**What you should do**
The answer must consist of every line in the records that contains the word "passed".

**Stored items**

────

PR #1474, opened 2020-12-31
Composer libs

### LINKED ISSUE #1473: Move vendor packages to a directory not ignored by `wp i18n make-pot` command
Strings from vendor-included package plugins (lifterlms-blocks and lifterlms-rest) are not translatable via GlotPress (despite their inclusion in the plugin-included pot file.

My previous understanding is that all strings included in the plugin's language directory are imported into the GlotPress project for the plugin but it turns out there is a "build step" that generates these strings using `wp i18n make-pot` and imports the generated pot file into the GlotPress install.

As a result, our strings need not be included in the pot file included with the plugin (and by extension including a pot file I suppose isn't even necessary, but I'm not touching that because I cannot find a single translatable plugin that doesn't include one).

Details of what I've learned in Slack at https://wordpress.slack.com/archives/C02RP50LK/p1606857219220800

To solve this problem our composer packages should be moved to be installed in directory that will not be ignored by composer.

There's a few other things to think about here:

1) We have packages that we wish should remain ignored: WC Action Scheduled and WP Background Process.

We should move the background process lib into the vendor directory and leave action scheduler where it is.

The background processor files should be deprecated in their current location and moved out to the vendor lib.

2) lifterlms-blocks and lifterlms-lms rest should be moved into a new directory, I propose `libs` which is not ignored by the default wp cli command

3) We can use the [composer/installers](https://github.com/composer/installers) to customize the directory where packages are installed

thomasplevy:
## Description

Fixes #1473

+ Moves core-maintained "external" library plugins to be installed into `/libraries/` in favor of default composer `/vendor/` dir.
+ Installs WP Background Processing via composer (into the vendor dir) in favor of manual installation and version control

## How has this been tested?

+ Manually
+ Existing unit tests

## Types of changes

+ Bug fix
+ Deprecation of 2 files (WP Background Process), they're moved to the default composer vendor directory.
+ Technically moving the location of the library plugins out of the composer directory could be noted as a backwards incompatible change? In order to properly move all of these (with deprecation warnings) we'd need to have, essentially, two copies of the libraries included. Perhaps this should be "held" for LifterLMS 5.0 and we can note the movement of the library as a breaking change during that upgrade. We'll need to release a 5.0.0 along side the forthcoming fields updates so this would be held for maybe a month (or so) in this scenario.

## Checklist:


includes/processors/class.llms.processors.php
```diff
@@ -89,30 +92,26 @@ public function get( $name ) {
...
+		/**
+		 * Filter the list of available processors to be loaded
+		 *
+		 * Third parties can use this filter to load custom processors.
+		 *
+		 * @since [version]
+		 *
+		 * @see llms_load_processor_path To add a custom load path for the loaded processor.
+		 *
+		 * @param string[] $this->classes A list of processor class ids/slugs.
```
eri-trabiccolo:
```suggestion
		 * @param string[] $classes A list of processor class ids/slugs.
```

tests/phpunit/unit-tests/processors/class-llms-test-processors.php
```diff
@@ -0,0 +1,75 @@
...
+		$this->main = LLMS_Processors::instance();
+	}
+
+	/**
+	 * Test instance()
+	 *
+	 * @since [version]
+	 *
+	 * @runInSeparateProcess
+	 * @preserveGlobalState disabled
```
eri-trabiccolo, line 31: uh interesting. The reason behind this choice, just "scoping"?

eri-trabiccolo (changes requested):
Looks fine to me.

tests/phpunit/unit-tests/processors/class-llms-test-processors.php
thomasplevy: The instance is instantiated in main `llms()` instance so `@runInSeparateProcess` lets us instantiate a "clean" instance.

The `@preserveGlobalState disabled` is due to this: https://core.trac.wordpress.org/ticket/50482

thomasplevy:
> Technically moving the location of the library plugins out of the composer directory could be noted as a backwards incompatible change? In order to properly move all of these (with deprecation warnings) we'd need to have, essentially, two copies of the libraries included. Perhaps this should be "held" for LifterLMS 5.0 and we can note the movement of the library as a breaking change during that upgrade. We'll need to release a 5.0.0 along side the forthcoming fields updates so this would be held for maybe a month (or so) in this scenario.

Thoughts on this? I'd like to just ship it but you never know what kinds of problems might arise so maybe it'd be better to do it in 5.0 just to be safe?

thomasplevy:
@eri-trabiccolo :arrow_up:

tests/phpunit/unit-tests/processors/class-llms-test-processors.php
eri-trabiccolo: thanks!

eri-trabiccolo:
@thomasplevy 
I see what you mean. Yeah I mean I can see issues with some kind of aggressive caching.
Yes let's do it in 5.0.

PR #1478, opened 2021-01-05
LifterLMS 5.0.0 (Working Branch)

thomasplevy:


languages/states.php
```diff
@@ -0,0 +1,4429 @@
+<?php
+/**
+ * States
+ *
+ * Returns a multi-demensional array of countries and country states (or provinces / regions) and their respective codes.
+Countries with an empty array have no states.
```
eri-trabiccolo:
```suggestion
 * Returns a multi-dimensional array of countries and country states (or provinces / regions) and their respective codes.
 * Countries with an empty array have no states.
```

languages/states.php
```diff
@@ -0,0 +1,4429 @@
...
+ * modify or submit pull requests on this file directly. If you've located *
+ * an issue with any of the data contained within this file please open a  *
+ * new issue at https://github.com/gocodebox/lifterlms/issues/new/choose.  *
+ *                                                                         *
+ * * * * * * * * * * * * * * * * * * * * * * * * * * * * * * * * * * * * * *
+ *
+ * @package LifterLMS/i18n
+ *
+ * @since 5.0.0
+ * @version [vesion]
```
eri-trabiccolo:
```suggestion
 * @since [version]
 * @version [version]
```

languages/states.php
```diff
@@ -0,0 +1,4429 @@
...
+		'57' => __( 'The Marches', 'lifterlms' ),
+		'62' => __( 'Latium', 'lifterlms' ),
+		'65' => __( 'Abruzzo', 'lifterlms' ),
+		'67' => __( 'Molise', 'lifterlms' ),
+		'72' => __( 'Campania', 'lifterlms' ),
+		'75' => __( 'Apulia', 'lifterlms' ),
+		'77' => __( 'Basilicate', 'lifterlms' ),
+		'78' => __( 'Calabria', 'lifterlms' ),
+		'82' => __( 'Sicily', 'lifterlms' ),
+		'88' => __( 'Sardinia', 'lifterlms' ),
```
eri-trabiccolo: This is a "problem".
The list here is for italian regions.
In Italy we don't use them when specifying a billing (or even shipping) address. We use to specify what we call Provinces. Example.
I'm in Pinerolo (city/town) which is in province of Turin (province) in the Piedmont region.
Naples is both a city/town and a province in the Campania region.

When I specify my address I say:
Pinerolo (TO): TO is the italian province code for Turin.
This is the actual list we should use for italian provinces:
https://github.com/woocommerce/woocommerce/blob/e3b69b901143de3c42d90b9d4bdc97a8821133e2/i18n/states.php#L645

Maybe we should double check (compare with wc) other countries' states/provinces too...

languages/countries.php
```diff
@@ -0,0 +1,286 @@
...
+ * modify or submit pull requests on this file directly. If you've located *
+ * an issue with any of the data contained within this file please open a  *
+ * new issue at https://github.com/gocodebox/lifterlms/issues/new/choose.  *
+ *                                                                         *
+ * * * * * * * * * * * * * * * * * * * * * * * * * * * * * * * * * * * * * *
+ *
+ * @package LifterLMS/i18n
+ *
+ * @since 5.0.0
+ * @version [vesion]
```
eri-trabiccolo:
```suggestion
 * @since [version]
 * @version [version]
```

eri-trabiccolo (changes requested):
Just something I noticed while testing the forms. :D

languages/states.php
thomasplevy: Thank you, fixed in https://github.com/gocodebox/dev-tools/commit/390f7625404f4367267957a71b32e111f3c07ad0#diff-2e062f03cfac811baea27d27f0fc3b2b13174df3f095b88fce4c90766ca72d47R184

languages/states.php
thomasplevy: Fixed in https://github.com/gocodebox/dev-tools/commit/629cd8cc54952373299170728323b77228456c50

languages/countries.php
thomasplevy: https://github.com/gocodebox/dev-tools/commit/629cd8cc54952373299170728323b77228456c50

languages/states.php
eri-trabiccolo: Ohhh sorry, I forgot that.

eri-trabiccolo (commented):
Jeez the suspance created by this commit message is going to kill me... 😜

Issue #1484, opened 2021-01-08
Add a Database Indices to Improve Performance of Frequently-Running Queries


reedhewitt:
The short version: adding a few new indices on a couple of database tables made one of the often-running background processes in LifterLMS run seven times faster.  I'm posting it here in case it helps anyone else and in case it can be included in a future release of LifterLMS.

**Is your feature request related to a problem? Please describe.**

We noticed that LifterLMS was always running some variation of the following query (and by “always”, I mean these queries were literally running 24/7), and it appeared to be triggered by the cron event “llms_calculate_course_data”:

```sql
SELECT
    SQL_CALC_FOUND_ROWS u.ID AS id,
    (
      SELECT
          meta_value
        FROM
          wp_lifterlms_user_postmeta
        WHERE
          meta_key = '_status'
          AND user_id = id
          AND post_id IN (274)
        ORDER BY
          updated_date DESC LIMIT 1
    ) AS status,
    (
      SELECT
          updated_date
        FROM
          wp_lifterlms_user_postmeta
        WHERE
          meta_key = '_status'
          AND user_id = id
          AND post_id IN (274)
        ORDER BY
          updated_date DESC LIMIT 1
    ) AS `date`,
    m_last.meta_value AS last_name,
    m_last.meta_value AS first_name
  FROM
    wp_users AS u JOIN wp_usermeta AS m_first
      ON u.ID = m_first.user_id
    AND m_first.meta_key = 'first_name' JOIN wp_usermeta AS m_last
      ON u.ID = m_last.user_id
    AND m_last.meta_key = 'last_name'
  HAVING
    status IS NOT NULL
    AND status IN ('enrolled')
  ORDER BY
    date DESC,
    status ASC,
    last_name ASC,
    first_name ASC,
    id ASC
  LIMIT 0, 100
```

The limit number and post_id would change periodically as the batch job progressed.  Our WordPress instance has over 34,000 users, so it would take a long time to cycle through them all in sets of 100.  Also, the query shown above would take over 40 seconds to run, even on a big server (64GB RAM and 16 CPU cores) without much other load at the time.  Basically, one of our CPU cores was dedicated to running that query all day every day.

Looking in the LifterLMS Status > Tools & Utilities page, I saw an option to clear all the pending batch processes.  There were over 100,000 of them pending.  It appears that the batch processes were being initiated faster than they could be completed, and the queue was just getting deeper over time.

**Describe the solution you'd like**

[...]

PR #1485, opened 2021-01-11
Improvements (mostly performance) to the course data background processor

thomasplevy:
## Description

Per #1484 

## How has this been tested?

New unit tests

## Types of changes

+ Performance improvements
+ Bug fixes

## Checklist:

### DIFF
--- a/includes/processors/class.llms.processor.course.data.php
+++ b/includes/processors/class.llms.processor.course.data.php
@@ -43,18 +43,16 @@ class LLMS_Processor_Course_Data extends LLMS_Abstract_Processor {
 
 	/**
 	 * Maximum number of students allowed in a course
-	 * when enrollment is higher than this number
-	 * throttling the calculations will be delayed
+	 *
+	 * When enrollment is higher than this number
+	 * throttling the calculations will be delayed.
 	 *
 	 * @var int
 	 */
 	private $throttle_max_students;
 
 	/**
-	 * When a calculation is throttled based on the number of students
-	 * this will determine the frequency with which the query can run
-	 * Should be time in seconds
-	 * default is HOUR_IN_SECONDS * 4
+	 * Frequency of calculation process when the process is throttled.
 	 *
 	 * @var int
 	 */
@@ -63,9 +61,9 @@ class LLMS_Processor_Course_Data extends LLMS_Abstract_Processor {
 	/**
 	 * Called when queue is emptied and process is complete
 	 *
-	 * @return   void
-	 * @since    3.15.0
-	 * @version  3.15.0
+	 * @since 3.15.0
+	 *
+	 * @return void
 	 */
 	protected function complete() {
 
@@ -77,16 +75,16 @@ class LLMS_Processor_Course_Data extends LLMS_Abstract_Processor {
 	/**
 	 * Action triggered to queue queries needed to make the calculation
 	 *
-	 * @param    int $course_id  WP Post ID of the course
-	 * @return   void
-	 * @since    3.15.0
-	 * @version  3.15.0
+	 * @since 3.15.0
+	 *
+	 * @param int $course_id WP Post ID of the course.
+	 * @return void
 	 */
 	public function dispatch_calc( $course_id ) {
 
 		$this->log( sprintf( 'course data calculation dispatched for course %d', $course_id ) );
 
-		// cancel process in case it's currently running
+		// Cancel process in case it's currently running.
 		$this->cancel_process();
 
 		$args = array(
@@ -96,16 +94,16 @@ class LLMS_Processor_Course_Data extends LLMS_Abstract_Processor {
 			'per_page' => 100,
 		);
 
-		// get total number of pages
+		// Get total number of pages.
 		$query = new LLMS_Student_Query( $args );
 
-		// only queue if we have students in the course
+		// Only queue if we have students in the course.
 		if ( $query->found_results ) {
 
-			// throttle dispatch?
+			// Throttle dispatch?.
 			if ( $this->maybe_throttle( $query->found_results ) ) {
 
-				// schedule to run again in the future
+				// Schedule to run again in the future.
 				$last_run = $this->get_data( 'last_run', 0 );
 				$this->schedule_calculation( $course_id, $last_run + $this->throttle_frequency );
 
@@ -114,7 +112,7 @@ class LLMS_Processor_Course_Data extends LLMS_Abstract_Processor {
 
 			}
 
-			// add each page to the queue
+			// Add each page to the queue.
 			while ( $args['page'] <= $query->max_pages ) {
 
 				$this->push_to_queue( $args );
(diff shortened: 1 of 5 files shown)


includes/processors/class.llms.processor.course.data.php
```diff
@@ -172,45 +190,109 @@ protected function init() {
...
+		 * @param LLMS_Processor_Course_Data $processor       Instance of the data processor class.
+		 */
+		$this->throttle_max_students = apply_filters( 'llms_data_processor_course_data_throttle_count', 500, $this );
+
+		/**
+		 * Throttles course data processing based on the number of a students in a course.
+		 *
+		 * If the number of students in a course is greater than or equal to this number, the background
+		 * process will be throttled to run only once every N hours where N is equal to the number of hours
+		 * defined by the `llms_data_processor_course_data_throttle_frequency` filter.
```
eri-trabiccolo: copy&paste

includes/processors/class.llms.processor.course.data.php
```diff
@@ -172,45 +190,109 @@ protected function init() {
...
+		 */
+		$this->throttle_frequency = apply_filters( 'llms_data_processor_course_data_throttle_frequency', HOUR_IN_SECONDS * 4, $this );
+
+	}
+
+	/**
+	 * Determines if the supplied course is already being processed.
+	 *
+	 * If it's already being processed we'll throttle the processing so we'll wait until the course
+	 * completes it's current data processing and start again later.
```
eri-trabiccolo:
```suggestion
	 * completes its current data processing and start again later.
```

includes/processors/class.llms.processor.course.data.php
```diff
@@ -172,45 +190,109 @@ protected function init() {
...
+	 *
+	 * @since [version]
+	 *
+	 * @param [type] $course_id [description]
+	 * @return boolean [description]
```
eri-trabiccolo: :)

includes/processors/class.llms.processor.course.data.php
```diff
@@ -172,45 +190,109 @@ protected function init() {
...
-			return ( ( time() - $last_run ) <= $this->throttle_frequency );
+		} elseif ( $num_students >= $this->throttle_max_students ) {
+
+			$throttled = ( time() - $this->get_last_run( $course_id ) <= $this->throttle_frequency );
 
 		}
 
-		return false;
+		/**
+		 * Filter whether or not data processing in throttled for a request
```
eri-trabiccolo:
```suggestion
		 * Filters whether or not data processing is throttled for a request
```

includes/processors/class.llms.processor.course.data.php
```diff
@@ -265,37 +348,34 @@ public function schedule_calculation( $course_id, $time = null ) {
...
-	 * @since    3.15.0
-	 * @version  3.15.0
+	 * Execute calculation for each item in the queue until all students in the course have been polled
+	 *
+	 * Stores the data in the postmeta table to be accessible via LLMS_Course.
+	 *
+	 * @since 3.15.0
+	 * @since [version] Moved task completion logic to `task_complete()`.
+	 *
+	 * @param array $args Query arguments passed to LLMS_Student_Query..
```
eri-trabiccolo:
```suggestion
	 * @param array $args Query arguments passed to LLMS_Student_Query.
```

includes/processors/class.llms.processor.course.data.php
```diff
@@ -172,45 +190,109 @@ protected function init() {
...
+	 *
+	 * @since [version]
+	 *
+	 * @param [type] $course_id [description]
+	 * @return boolean [description]
+	 */
+	protected function is_already_processing_course( $course_id ) {
+
+		if ( ! $this->is_queue_empty() ) {
+			return in_array( $course_id, wp_list_pluck( $this->get_batch()->data, 'post_id' ), true );
```
eri-trabiccolo: I'm not sure this does **exactly** what we want.
When I look at `WP_Background_Process::get_batch()` I see it returns the first batch of the type "course_data" in the queue, so I guess that ideally there can be N "processing courses" but we only check the first of the queue.
Are we fine with this? I think we "can accept it"...

includes/processors/class.llms.processor.course.data.php
```diff
@@ -43,107 +54,114 @@ class LLMS_Processor_Course_Data extends LLMS_Abstract_Processor {
...
 		$query = new LLMS_Student_Query( $args );
 
-		// only queue if we have students in the course
+		// Only queue if we have students in the course.
 		if ( $query->found_results ) {
 
-			// throttle dispatch?
-			if ( $this->maybe_throttle( $query->found_results ) ) {
+			// Throttle dispatch based on number of students or because the course is already processing.
+			if ( $this->maybe_throttle( $query->found_results, $course_id ) ) {
```
eri-trabiccolo: If the course is already processing we actually can throttle _before_ any query.
I think is reasonable considering that if the action that triggers the `dispatch_calc` has been fired, and the course is already processing then there are enrolled students... and even if they're not it's something that it'll be addressed later. Meantime we've avoided an expensive query. What do you think?
If you agree with this, I would make a check on if `is_already_processing_course( $course_id )` before performing the query. Pseudo-code:
```php
$throttle = $this->is_already_processing_course( $course_id );
if ( ! $throttle ) {
	$query    = new LLMS_Student_Query( $args );
	$throttle = $this->maybe_throttle( $query->found_results, $course_id, false );
}
if ( $throttle ) { 
	do_throttle();
	return;
}
// no throttling.
if ( $query->found_results ) {
	// Add each page to the queue.
	// Save queue and dispatch the process.
}
```
The `false` as third parameter for `maybe_throttle()` method would be to avoid checking on if the course is already processing twice:
```php
	protected function maybe_throttle( $num_students, $course_id, $check_already_processing_course = true ) {

		$throttled = false;

		if ( $check_already_processing_course && $this->is_already_processing_course( $course_id ) ) {

			$throttled = true;

		} 
```

well this is the _idea_. What do you think?

eri-trabiccolo (changes requested):
Aside from the changes requested there's also a possible improvement suggested.

includes/processors/class.llms.processor.course.data.php
thomasplevy: mmm, yea good point, I missed that...

I was thinking about "locking" a course with temporary postmeta data and decided not to because I could pull it this way but I didn't realize it only returned a single batch.

I'll fix it.

thomasplevy: Most recent push uses course meta data to create (and check) a lock

includes/processors/class.llms.processor.course.data.php
thomasplevy: I like this idea, makes sense. Especially more so when checking the meta data to determine if the course's processing is locked. Much better.

I wrote the update a bit differently than your pseudo code here but I think it achieves the same end. Thoughts?

eri-trabiccolo (approved):

PR #1492, opened 2021-01-15
Staging updates

thomasplevy:
## Description

Updates staging and site feature code

The main goal is to ensure that visiting the admin panel (and logging in as an admin) is not required to automatically disable site features (like recurring payments) when a cloned site is detected.

There's two changes of note:

1) The method that is used to check if the site has been cloned runs on `init` in favor of `admin_init`

This change makes it so that after migrating a site it is *not necessary* to login to the site as an admin as a trigger for recurring payments to be disabled.

The current system assumes that no one would ever clone a site and then not immediately login to it.

2) I added the ability to define site features via constants. The reasoning for this would be to allow developers to define things that are always true in a particular environment.

For example, `define( 'LLMS_SITE_FEATURE_RECURRING_PAYMENTS`, false );` could be added to a staging/test site's wp-config.php file and that would not require *any login at all* to ensure that recurring payments are disabled.

## How has this been tested?

+ Manually
+ New & existing unit tests

## Types of changes

+ Improvements, bug fixes

## Checklist:

### DIFF
--- a/includes/class-llms-staging.php
+++ b/includes/class-llms-staging.php
@@ -5,7 +5,7 @@
  * @package LifterLMS/Classes
  *
  * @since 3.32.0
- * @version 3.35.0
+ * @version [version]
  */
 
 defined( 'ABSPATH' ) || exit;
@@ -14,7 +14,6 @@ defined( 'ABSPATH' ) || exit;
  * LLMS_Staging class.
  *
  * @since 3.32.0
- * @since 3.35.0 Sanitize input data.
  */
 class LLMS_Staging {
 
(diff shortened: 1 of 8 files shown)


thomasplevy:
The only add-on using the hook which might be affected is the LifterLMS Helper

https://github.com/gocodebox/lifterlms-helper/blob/trunk/includes/class-llms-helper-cloned.php

After a review of the code I don't believe this impacts the helper at all

includes/class-llms-staging.php
```diff
@@ -87,12 +119,39 @@ public static function menu_warning() {
...
 			if ( 'edit.php?post_type=llms_order' === $item[2] ) {
-				$menu[ $index ][0] .= ' <span class="update-plugins">' . esc_html__( 'Staging', 'lifterlms' ) . '</span>';
+				$menu[ $index ][0] .= self::get_menu_warning_bubble();
 			}
 		}
 
 	}
 
+	/**
+	 * Output a notice informing the use the site was put into staging mode.
```
eri-trabiccolo:
```suggestion
	 * Output a notice informing the user the site was put into staging mode.
```

eri-trabiccolo (changes requested):
Looks good to me, except for a minor typo in the doc.

PR #1493, opened 2021-01-16
Add a hook for 3rd party tools

thomasplevy:
## Description

While working on https://github.com/gocodebox/lifterlms-gateway-authorize-net/issues/10 I noticed that it's quite difficult to load a custom admin tool from outside the core plugin and ensure it also triggers properly

This is due to the loading order and triggered actions.

I was able to get a tool display by loading the tool class at `admin_init` with priority 10 or later but was unable to get the `handle()` method of the tool class to run.

This adds an action which can be used to load the tool immediately after core tools and, as such, it will both display and be handled as expected.

## How has this been tested?

+ Manually

## Types of changes

+ 3rd party compat enchancement

## Checklist:

### DIFF
--- a/includes/admin/class.llms.admin.menus.php
+++ b/includes/admin/class.llms.admin.menus.php
@@ -5,7 +5,7 @@
  * @package LifterLMS/Admin/Classes
  *
  * @since 1.0.0
- * @version 4.7.0
+ * @version [version]
  */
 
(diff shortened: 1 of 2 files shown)


eri-trabiccolo (approved):
Although I would have loved to see some proper tests... :P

────

**Answer to this exercise**
+	 * @param array $args Query arguments passed to LLMS_Student_Query..
	 * @param array $args Query arguments passed to LLMS_Student_Query.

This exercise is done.